🤖 AI Summary
This work addresses the susceptibility of large language models to non-discriminative patterns in irrelevant context when guided to attend to user-specified text segments. To mitigate this, the authors propose PRISM-Δ, a method that constructs a discriminative subspace by differentially decomposing the cross-covariance matrices of positive and negative samples, enabling precise guidance toward salient fragments. PRISM-Δ further incorporates a soft attention-head weighting mechanism to preserve weak yet informative signals and, for the first time, extends prompt highlighting to Value representations to exploit content-channel information. Compatible with FlashAttention, the approach outperforms or matches the best existing methods in 19 out of 20 configurations across four benchmarks and five models, achieving up to a +10.6% relative performance gain, 50% lower guidance overhead, and up to +4.8% improvement in long-context retrieval tasks.
📝 Abstract
Prompt highlighting steers a large language model to prioritize user-specified text spans during generation. A key challenge is extracting steering directions that capture the difference between relevant and irrelevant contexts, rather than shared structural patterns common to both. We propose PRISM-$Δ$ (Projection-based Relevance-Informed Steering Method), which decomposes the difference between positive and negative cross-covariance matrices to maximize discriminative energy while eliminating shared directions.

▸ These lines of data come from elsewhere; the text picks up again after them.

PR #1980, opened 2024-10-08
Prefix server errors with `Cog:`

meatballhat:
to allow for separation of error tracking.

Connected to internal issue PLAT-265

### DIFF
--- a/python/cog/errors.py
+++ b/python/cog/errors.py
@@ -8,7 +8,3 @@ class ConfigDoesNotExist(CogError):
 
 class PredictorNotSet(CogError):
     """Exception raised when 'predict' is not set in cog.yaml when it needs to be."""
-
-
-"""Prefix for all Cog errors attributable to internals or infrastructure."""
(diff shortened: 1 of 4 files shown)


nickstenning (commented):
These error messages can and will be seen by users, so I think we should probably avoid the word "internal." Maybe just `Cog:`?
 
What do you think about using a custom user exception type rather than a constant? Something like:

```python
class CogException(Exception):
     def __str__(self):
         return f"Cog: {super().__str__()}"
```

If we did that I'd imagine stuff like `UnknownPredictionError`, `RunnerBusyError`, etc. all become subclasses of `CogError`.

The only slightly tricksy one is likely the `TimeoutError` for which we could probably get by with:

```python
class CogTimeoutError(CogError, TimeoutError):
    pass
```

meatballhat:
@nickstenning I would much prefer a custom exception class 🎉

nickstenning (approved):
LGTM!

Each attention head receives a continuous softplus importance weight, letting weak-but-useful heads contribute at reduced strength. The framework extends naturally to Value representations, capturing content-channel signal that Key-only methods leave unused. Across four benchmarks and five models, PRISM-$Δ$ matches or exceeds the best existing method on 19 of 20 configurations, with relative gains up to +10.6%, while halving the fluency cost of steering. PRISM-$Δ$ also scales to long-context retrieval, outperforming the best existing method by up to +4.8% relative gain. PRISM-$Δ$ is compatible with FlashAttention and adds negligible memory overhead.